■ TASK GOAL: Line by line, transcribe the records exactly.
[Start of Attachment]
PR #572, opened 2026-07-08
fix(container): re-import the bundled OCI layout when an app update changes it (#549)

davidwkeith:
## Problem (#549)

`ContainerizationControl.loadOrGet` returned `store.get(reference:)` whenever the tag already resolved — `load(from:)` never ran again. So the first-ever import under `docker.io/library/anglesite-dev:latest` was served forever: app updates that ship a new bundled image never reached the on-disk `ImageStore`, and the guest kept booting the old rootfs (observed as `failed to find target executable /usr/bin/socat` against an image that demonstrably contains it).

Notably, Apple's `ImageStore` is not the problem: its reference state is an overwrite-on-create map, so `load(from:)` *does* repoint a tag. The unconditional `get` fast path in our wrapper was the bug.

## Fix

- **`OCILayoutImportMarker`** (new, AnglesiteCore): records which layout was last imported into the store, per artifact name, and answers "is the store's import current for this layout?" The identity check is byte-equality of the layout's `index.json` — the same digest-free image-identity trick `OCILayoutStaging` already uses. Pure Foundation, so CI's `swift test` covers it (CI never compiles AnglesiteContainer).
- **`loadOrGet`** now takes the `get(reference:)` fast path only while the marker confirms the store's import came from this exact layout. Otherwise it `load(from:)`s (first boot *and* changed-image re-import) and records the marker after success. A failed marker write is non-fatal — it only costs a redundant re-import next boot.

This matches the issue's suggested fix, except no explicit reference deletion is needed (overwrite-on-create makes it redundant, and skipping it avoids a window where the reference is absent for a concurrently booting window).

## Not in this PR

Re-import leaves the previous image's blobs orphaned in the content store (~one stale image set per app update). `ImageStore.cleanUpOrphanedBlobs()` exists, but its lock is per-instance and two site windows hold separate `ImageStore` instances, so running it here could race a concurrent import. Follow-up material.

## Testing

- `OCILayoutImportMarkerTests` (5 cases: first-boot stale, record→current, changed layout→stale, re-record→current, per-artifact namespacing). Watched red (missing type), then green.
- Local caveat: `swift test` can't currently *run* any bundle on this machine (#541 FoundationModels dlopen mismatch — CI is the arbiter). Semantics additionally verified locally by compiling the production `OCILayoutImportMarker.swift` standalone against the same five assertions: all pass.
- `swift build` (whole package incl. AnglesiteContainer) and `xcodebuild -scheme Anglesite` both succeed.
- Not yet: a live two-image boot smoke on entitled hardware (`scripts/run-container-probe.sh`) — happy to run if wanted.

Closes #549

### DIFF
--- a/Sources/AnglesiteContainer/ContainerizationControl.swift
+++ b/Sources/AnglesiteContainer/ContainerizationControl.swift
@@ -221,9 +221,10 @@ public struct ContainerizationControl: LocalContainerControl {
         try? FileManager.default.removeItem(at: initfsURL)
 
         // 1. Import the bundled OCI layouts into the on-disk ImageStore and unpack to bootable mounts.
-        //    `load(from:)` is idempotent against an existing store (re-import returns the same image),
-        //    but it also needs to write into the layout directory itself (not just the store), so both
-        //    layouts are staged to a writable copy first — the bundled originals are read-only.
+        //    `loadOrGet` re-imports whenever the bundled layout changed since the last import (#549),
+        //    so app updates that ship a new image actually take effect. `load(from:)` also needs to
+        //    write into the layout directory itself (not just the store), so both layouts are staged
+        //    to a writable copy first — the bundled originals are read-only.
         let rootfs: Containerization.Mount
         let initfs: Containerization.Mount
         do {
@@ -232,7 +233,9 @@ public struct ContainerizationControl: LocalContainerControl {
 
             // App image -> ext4 rootfs mount.
             let stagedImageLayout = try BundledImage.stagedLayoutURL(source: imageLayoutURL, name: "app-image")
-            let appImage = try await loadOrGet(store, layout: stagedImageLayout, reference: BundledImage.imageReference)
+            let appImage = try await loadOrGet(
+                store, layout: stagedImageLayout, reference: BundledImage.imageReference,
+                artifactName: "app-image", storeRoot: storeURL)
             onOutput("[boot] unpacking app image to ext4 rootfs", .stdout)
             rootfs = try await EXT4Unpacker(blockSizeInBytes: 8 * 1024 * 1024 * 1024)
                 .unpack(appImage, for: .current, at: rootfsURL)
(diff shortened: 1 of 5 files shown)


davidwkeith (commented):
Reviewed the diff. The staleness logic checks out: `OCILayoutStaging` already guarantees the staged layout's `index.json` mirrors the current bundled source, so `OCILayoutImportMarker.isCurrent` comparing against that staged path correctly detects both the first-boot case and a changed bundled image after an app update. The fail-toward-reimport behavior on unreadable files, the best-effort (non-fatal) marker write, and the per-artifact namespacing all look right, and the new `OCILayoutImportMarkerTests` cover the interesting cases (stale-before-record, record-makes-current, changed-layout-is-stale-again, re-record-after-reimport, per-artifact namespacing).

One minor, non-blocking observation: `OCILayoutImportMarker.isCurrent` (Sources/AnglesiteCore/OCILayoutImportMarker.swift) and `OCILayoutStaging.stagedIsCurrent` (Sources/AnglesiteCore/OCILayoutStaging.swift) both implement the same "read two files, byte-compare, false on any read failure" pattern for OCI image-identity checks. Could be worth factoring into one shared helper (e.g. `OCILayoutIdentity.matches(_:_:)`) to avoid the two copies drifting, but this is a style nit, not a correctness issue — I wouldn't hold up the merge for it.

No other issues found. LGTM otherwise.

---

davidwkeith (commented):
Reviewed the diff (`OCILayoutImportMarker` + the `loadOrGet` change). CI is green.

**Logic looks correct.** Traced through the fast-path/re-import branches in `loadOrGet` (ContainerizationControl.swift:539-563):
- The `isCurrent && get(reference:)` guard correctly requires *both* conditions — if the marker is stale, or `get` fails even though the marker matches (e.g. store lost the tag out-of-band), it falls through to a real re-import rather than silently serving something wrong.
- `recordImported` is called only after `store.load(from:)` succeeds, so a failed import can't masquerade as current.
- `OCILayoutImportMarker.isCurrent` fails toward re-importing (returns `false`) whenever either `index.json` is unreadable, which is the safe default.
- Confirmed `BundledImage.stagedLayoutURL` → `OCILayoutStaging.stagedLayoutURL` reuses a stable, non-random path and does a byte-for-byte copy, so the marker's `index.json` comparison stays valid across boots (staging doesn't inject anything that would make it always look "changed").
- `OCILayoutImportMarkerTests` cover the interesting cases (first-boot stale, record→current, changed→stale, re-record, per-artifact namespacing) — good coverage for the Foundation-only piece.

**One thing worth flagging, not blocking this PR specifically:** the header comment here states "`load(from:)` moves ingested blobs into the content store and writes the reference inside `lock.withLock`" as justification for why per-instance locking matters. That's the load-bearing assumption for the *next* PR (#574)'s cleanup safety, not exercised here since #572 alone never calls `cleanUpOrphanedBlobs()`. Since AnglesiteContainer isn't CI-compiled and the real-boot smoke test is still manual, I'd want that specific claim about `ImageStore`'s internal locking double-checked (source citation or an entitled-hardware concurrent-boot test) before #574 merges — see my comment there.

No other correctness issues found. Nit: the new `imported-markers/` directory lives directly under `storeRoot` as a sibling of whatever `ImageStore` manages there — fine today since the PR confirms `LocalContentStore.delete(keeping:)` only scans `blobs/sha256`, just flagging as something to keep in mind if `ImageStore`'s own on-disk layout ever changes.

---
[End of Attachment]
■ ANSWER TO THE PROBLEM:
PR #572, opened 2026-07-08
fix(container): re-import the bundled OCI layout when an app update changes it (#549)

davidwkeith:
## Problem (#549)

`ContainerizationControl.loadOrGet` returned `store.get(reference:)` whenever the tag already resolved — `load(from:)` never ran again. So the first-ever import under `docker.io/library/anglesite-dev:latest` was served forever: app updates that ship a new bundled image never reached the on-disk `ImageStore`, and the guest kept booting the old rootfs (observed as `failed to find target executable /usr/bin/socat` against an image that demonstrably contains it).

Notably, Apple's `ImageStore` is not the problem: its reference state is an overwrite-on-create map, so `load(from:)` *does* repoint a tag. The unconditional `get` fast path in our wrapper was the bug.

## Fix

- **`OCILayoutImportMarker`** (new, AnglesiteCore): records which layout was last imported into the store, per artifact name, and answers "is the store's import current for this layout?" The identity check is byte-equality of the layout's `index.json` — the same digest-free image-identity trick `OCILayoutStaging` already uses. Pure Foundation, so CI's `swift test` covers it (CI never compiles AnglesiteContainer).
- **`loadOrGet`** now takes the `get(reference:)` fast path only while the marker confirms the store's import came from this exact layout. Otherwise it `load(from:)`s (first boot *and* changed-image re-import) and records the marker after success. A failed marker write is non-fatal — it only costs a redundant re-import next boot.

This matches the issue's suggested fix, except no explicit reference deletion is needed (overwrite-on-create makes it redundant, and skipping it avoids a window where the reference is absent for a concurrently booting window).

## Not in this PR

Re-import leaves the previous image's blobs orphaned in the content store (~one stale image set per app update). `ImageStore.cleanUpOrphanedBlobs()` exists, but its lock is per-instance and two site windows hold separate `ImageStore` instances, so running it here could race a concurrent import. Follow-up material.

## Testing

- `OCILayoutImportMarkerTests` (5 cases: first-boot stale, record→current, changed layout→stale, re-record→current, per-artifact namespacing). Watched red (missing type), then green.
- Local caveat: `swift test` can't currently *run* any bundle on this machine (#541 FoundationModels dlopen mismatch — CI is the arbiter). Semantics additionally verified locally by compiling the production `OCILayoutImportMarker.swift` standalone against the same five assertions: all pass.
- `swift build` (whole package incl. AnglesiteContainer) and `xcodebuild -scheme Anglesite` both succeed.
- Not yet: a live two-image boot smoke on entitled hardware (`scripts/run-container-probe.sh`) — happy to run if wanted.

Closes #549

### DIFF
--- a/Sources/AnglesiteContainer/ContainerizationControl.swift
+++ b/Sources/AnglesiteContainer/ContainerizationControl.swift
@@ -221,9 +221,10 @@ public struct ContainerizationControl: LocalContainerControl {
         try? FileManager.default.removeItem(at: initfsURL)
 
         // 1. Import the bundled OCI layouts into the on-disk ImageStore and unpack to bootable mounts.
-        //    `load(from:)` is idempotent against an existing store (re-import returns the same image),
-        //    but it also needs to write into the layout directory itself (not just the store), so both
-        //    layouts are staged to a writable copy first — the bundled originals are read-only.
+        //    `loadOrGet` re-imports whenever the bundled layout changed since the last import (#549),
+        //    so app updates that ship a new image actually take effect. `load(from:)` also needs to
+        //    write into the layout directory itself (not just the store), so both layouts are staged
+        //    to a writable copy first — the bundled originals are read-only.
         let rootfs: Containerization.Mount
         let initfs: Containerization.Mount
         do {
@@ -232,7 +233,9 @@ public struct ContainerizationControl: LocalContainerControl {
 
             // App image -> ext4 rootfs mount.
             let stagedImageLayout = try BundledImage.stagedLayoutURL(source: imageLayoutURL, name: "app-image")
-            let appImage = try await loadOrGet(store, layout: stagedImageLayout, reference: BundledImage.imageReference)
+            let appImage = try await loadOrGet(
+                store, layout: stagedImageLayout, reference: BundledImage.imageReference,
+                artifactName: "app-image", storeRoot: storeURL)
             onOutput("[boot] unpacking app image to ext4 rootfs", .stdout)
             rootfs = try await EXT4Unpacker(blockSizeInBytes: 8 * 1024 * 1024 * 1024)
                 .unpack(appImage, for: .current, at: rootfsURL)
(diff shortened: 1 of 5 files shown)


davidwkeith (commented):
Reviewed the diff. The staleness logic checks out: `OCILayoutStaging` already guarantees the staged layout's `index.json` mirrors the current bundled source, so `OCILayoutImportMarker.isCurrent` comparing against that staged path correctly detects both the first-boot case and a changed bundled image after an app update. The fail-toward-reimport behavior on unreadable files, the best-effort (non-fatal) marker write, and the per-artifact namespacing all look right, and the new `OCILayoutImportMarkerTests` cover the interesting cases (stale-before-record, record-makes-current, changed-layout-is-stale-again, re-record-after-reimport, per-artifact namespacing).

One minor, non-blocking observation: `OCILayoutImportMarker.isCurrent` (Sources/AnglesiteCore/OCILayoutImportMarker.swift) and `OCILayoutStaging.stagedIsCurrent` (Sources/AnglesiteCore/OCILayoutStaging.swift) both implement the same "read two files, byte-compare, false on any read failure" pattern for OCI image-identity checks. Could be worth factoring into one shared helper (e.g. `OCILayoutIdentity.matches(_:_:)`) to avoid the two copies drifting, but this is a style nit, not a correctness issue — I wouldn't hold up the merge for it.

No other issues found. LGTM otherwise.

---

davidwkeith (commented):
Reviewed the diff (`OCILayoutImportMarker` + the `loadOrGet` change). CI is green.

**Logic looks correct.** Traced through the fast-path/re-import branches in `loadOrGet` (ContainerizationControl.swift:539-563):
- The `isCurrent && get(reference:)` guard correctly requires *both* conditions — if the marker is stale, or `get` fails even though the marker matches (e.g. store lost the tag out-of-band), it falls through to a real re-import rather than silently serving something wrong.
- `recordImported` is called only after `store.load(from:)` succeeds, so a failed import can't masquerade as current.
- `OCILayoutImportMarker.isCurrent` fails toward re-importing (returns `false`) whenever either `index.json` is unreadable, which is the safe default.
- Confirmed `BundledImage.stagedLayoutURL` → `OCILayoutStaging.stagedLayoutURL` reuses a stable, non-random path and does a byte-for-byte copy, so the marker's `index.json` comparison stays valid across boots (staging doesn't inject anything that would make it always look "changed").
- `OCILayoutImportMarkerTests` cover the interesting cases (first-boot stale, record→current, changed→stale, re-record, per-artifact namespacing) — good coverage for the Foundation-only piece.

**One thing worth flagging, not blocking this PR specifically:** the header comment here states "`load(from:)` moves ingested blobs into the content store and writes the reference inside `lock.withLock`" as justification for why per-instance locking matters. That's the load-bearing assumption for the *next* PR (#574)'s cleanup safety, not exercised here since #572 alone never calls `cleanUpOrphanedBlobs()`. Since AnglesiteContainer isn't CI-compiled and the real-boot smoke test is still manual, I'd want that specific claim about `ImageStore`'s internal locking double-checked (source citation or an entitled-hardware concurrent-boot test) before #574 merges — see my comment there.

No other correctness issues found. Nit: the new `imported-markers/` directory lives directly under `storeRoot` as a sibling of whatever `ImageStore` manages there — fine today since the PR confirms `LocalContentStore.delete(keeping:)` only scans `blobs/sha256`, just flagging as something to keep in mind if `ImageStore`'s own on-disk layout ever changes.

---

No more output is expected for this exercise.